Strategy

Groupon Adds a Dash of CRM to Its Breadcrumb POS App

On Wednesday Groupon announced that it has added new CRM features to itsBreadcrumb point-of-sale app with the potential to drive traffic and improve customer relations for Groupon merchants.

Customer tracking, for instance, is one of the new features now included in Breadcrumb, which was acquired by Groupon in May 2012. Specifically, the software tracks customers, stores their contact information, analyzes purchase behaviors and records notes on their preferences.

“When I check out the tea place down the street from my apartment or my barber, the reason I leave with a strong sense of loyalty is because they remember me and what my preferences are,” explained Varun Krishna, director of product at Breadcrumb POS. “We’re providing local merchants across the country with the ability to develop the same type of relationship with their customers using automated insight.”

Also included in the software are an employee management feature that can establish tasks for specific roles or employees, assign transactions, filter sales and product reports and track commissions and tips; and the ability for users to scan standard barcode SKUs to edit items as well as upload images for each menu item to make them easier to find.

“We approached this project with the idea that the entire view of the point of sale begins with the customer record,” Krishna told CRM Buyer. [*Correction – Oct. 10, 2013]

“It is not about, or not just about, the transaction or the checkout, but rather, for the merchant who is the customer and what is their history with me,” he said. “The checkout is just part of that larger interaction.”

‘A Larger Trend’

Retailers are increasingly demanding technology that can help them engage with customers in ever-more-sophisticated ways at the point of sale, and a growing number of vendors are putting out products to meet this demand.

“It is a growing trend for all mobile applications and most especially apps in the mobile POS to bring more CRM capabilities into their service platform,” Chia-Lin Simmons, vice president of marketing and content at Harman International, told CRM Buyer.

The new features Breadcrumb has added — allowing users to track customer preferences, such as whether a customer likes her coffee black with no sugar — are “part of a larger trend of personalization in e-commerce,” Simmons said.

Other Vendors

There are other vendors targeting this same space, albeit in different fashions.

Many companies are taking an inventory-centric approach, connecting to SKU-level purchase data, Dax Dasilva, CEO and founder of LightSpeed, told CRM Buyer.

“Capturing this data allows retailers to provide a certain level of value, service and loyalty to the customer,” Dasilva explained.

Leaf is a startup that just announced a US$20 million investment from Heartland Payment Systems to develop a purpose-built tablet POS that operates on an open platform.

“The open platform is an important differentiator that will further the proliferation of things like CRM apps,” Sebastian Castro, Leaf’s cofounder and COO, told CRM Buyer.

“Basically, everyone now seems to have a vision of what the mobile POS should look like,” Brian Reale, CEO of Colosa, told CRM Buyer.

‘The Omni-Commerce World’

That observation — different vendors, different visions — also applies to how these players see the POS further unfolding and what additional features will be added.

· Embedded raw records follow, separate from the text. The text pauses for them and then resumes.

PR #55, opened 2020-11-28
Replace PointXY with pose_t

nhatch:
We want our navigation goals to include orientation, so we need to
specify them as a pose_t instead of PointXY.

This commit also removes a lot of code from the previous attempt at
autonomous navigation, which I don't really understand and which didn't
quite seem to work.

This commit ALSO makes "calibrated" default to true, so we skip the
calibration phase at the beginning of navigation. (This saves time, and
it doesn't seem to harm navigation performance.)


src/Autonomous.cpp
```diff
@@ -87,20 +79,21 @@ double transformAngle(double currAngle, double targetAngle)
 	return currAngle + ((absDist > (range / 2)) ? -sign * (range - absDist) : dist);
 }
 
-double getThetaVel(const PointXY &target, const pose_t &pose, double &thetaErr)
+double getThetaVel(const point_t &target, const pose_t &pose, double &thetaErr)
 {
-	double dx = target.x - pose[0];
-	double dy = target.y - pose[1];
+	double dx = target(0) - pose(0);
```
nhatch, line 84: I think with Eigen the "correct" way to access vector elements is with parentheses rather than brackets. Not sure why it worked before

src/Autonomous.cpp
```diff
@@ -142,34 +135,32 @@ void Autonomous::autonomyIter()
...
 		std::cout << "x: " << pose(0) << " y: " << pose(1) << " theta: " << pose(2)
-				  << std::endl;
+					<< std::endl;
 		landmarkFilter.reset(); // clear the cached data points
 		setCmdVel(0, 0);
 	}
 	else
 	{
-		PointXY driveTarget = getTarget();
-		if (dist(driveTarget, point_tToPointXY(pose)) < 25)
```
nhatch, line 152: I removed this check. If we see the AR tag from farther away than 25 meters, we still might as well use that as our navigation target.

src/Autonomous.h
```diff
@@ -21,38 +20,26 @@ class Autonomous
...
+	pose_t getTarget();
 	void autonomyIter();
 
 private:
 	URCLeg target;
 	PoseEstimator poseEstimator;
-	RollingAvgFilter<5,3> landmarkFilter;
-	bool calibrated = false;
-	std::vector<pose_t> calibrationPoses{};
+	int state;	// 1 is move forwards, 0 is turning, -1 is back up
```
nhatch, line 30: I reordered these private variables to match the order used by the constructor

abhaybd:
@nhatch I think defaulting `calibrated` to true works by coincidence, since the starting pose of the robot happens to be (0,0,0). If that weren't true, then it would take a while for the pose estimator to converge at the correct position.

Especially when the pose estimator algorithm gets switched to an EKF, since EKFs are a little more sensitive to initialization, this approach might not work. If you want the calibration to be faster, maybe the number of poses used for calibration could be drastically reduced instead. Reducing it from 62 to about 5 (line 54 of Autonomous.cpp) should get around 2m of accuracy for initialization, and it should only take half a second instead of 6 seconds. After initialization, the pose estimator should converge on the true position fairly quickly.

I've tested this with my EKF implementation, and initializing with only 5 samples yields decent results.

src/Autonomous.cpp
```diff
@@ -183,127 +174,21 @@ void Autonomous::autonomyIter()
 			poseEstimator.predict(thetaVel, driveSpeed);
 
 			std::cout << "ThetaVel: " << thetaVel << " DriveVel: " << driveSpeed
-					  << " thetaErr: " << thetaErr << " targetX: " << driveTarget.x
-					  << " targetY: " << driveTarget.y << std::endl;
+						<< " thetaErr: " << thetaErr << " targetX: " << driveTarget(0)
+						<< " targetY: " << driveTarget(0) << std::endl;
```
abhaybd, line 178: I think the second `driveTarget(0)` is supposed to be `driveTarget(1)`, right?

src/Autonomous.cpp
abhaybd: `point_t` is an `Eigen::Vector3d`, and Eigen supports `operator[]` for vectors. However, I agree that using parenthesis instead of brackets is better for consistency.

nhatch:
Alright, I switched it to calibrate for half a second. Thanks for the feedback.

While we're on the subject, one thing that concerns me about this "calibration" procedure is that I'm not sure that's how GPS readings will work on the real robot. I suspect there won't be much difference between a single GPS reading and five GPS readings spaced over half a second, in terms of the accuracy of our initial pose estimate. Still, for the time being this simulator is all we have, so calibration makes sense for now.

abhaybd:
That makes sense, since calibrating five times on the same data doesn't really do anything. A possible fix would be to calibrate with only a single data point. That way, it should happen pretty quickly and it should work in real life. I'm including a fix in my EKF branch since I'm redoing most of the pose estimation anyway, but the new calibration procedure should be able to accept inaccurate calibration as long as the inaccuracy is quantified.

The current implementation assumes perfect calibration, but the new one should be able to calibrate decently with as little as one data point. Obviously the performance would be better with more data, but it seems to run okay in the sim with just one sample.

Additionally, could the simulator be changed to reflect the irl update rate of the gps? If the gps updates slower than the robot loop, then the pose estimation code should take that into account, since it won't have fresh data every iteration.

nhatch:
Yeah, once we know more about the real GPS sensor we'll be using, we will probably want to update the simulator to better match that behavior. In the meantime, I think the current behavior / calibration procedure is fine.

src/Autonomous.cpp
```diff
@@ -142,34 +135,32 @@ void Autonomous::autonomyIter()
...
+				driveTarget = landmarkFilter.get();
+			}
+			else
+			{
+				// transform and add the new data to the filter
+				transform_t invTransform = toTransform(pose).inverse();
+				point_t landmarkMapSpace = invTransform * leftPostLandmark;
+				// the filtering is done on the target in map space to reduce any phase lag
+				// caused by filtering
+				driveTarget = landmarkFilter.get(landmarkMapSpace);
```
abhaybd, line 163: The `landmarkFilter` filters on `point_t`s, which means it has data of the form `[x, y, 1]`. However, `driveTarget` is a `pose_t`, which means it has data of the form `[x, y, theta]`. If we set output of the filter to the drive target, then the target theta will be misinterpreted to be 1rad, which may not be the case.

Granted, the theta value in `driveTarget` is never used in any calculations so it doesn't affect anything right now, so I'll defer to your judgement on how to fix this.

abhaybd (approved):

“One capability of these systems that will become more prevalent in the small business market is the automation of this POS data into targeted marketing campaigns, as well as other ways to make the sales process more personalized,” predicted Jeff Shanahan, president at CardConnect.

“Another innovation will be not only adding these automated CRM capabilities to simply the mobile POS market, but truly applying them across the omni-commerce world,” he continued. “This would allow a merchant to understand a customer’s purchases in their entirety — from e-commerce to mobile to in-store — instead of receiving silos of disparate data from many different vendors.”


*ECT News Network editor’s note – Oct. 10, 2013: Our original published version of this story mistakenly stated that a Groupon spokesperson was not immediately available to provide further details.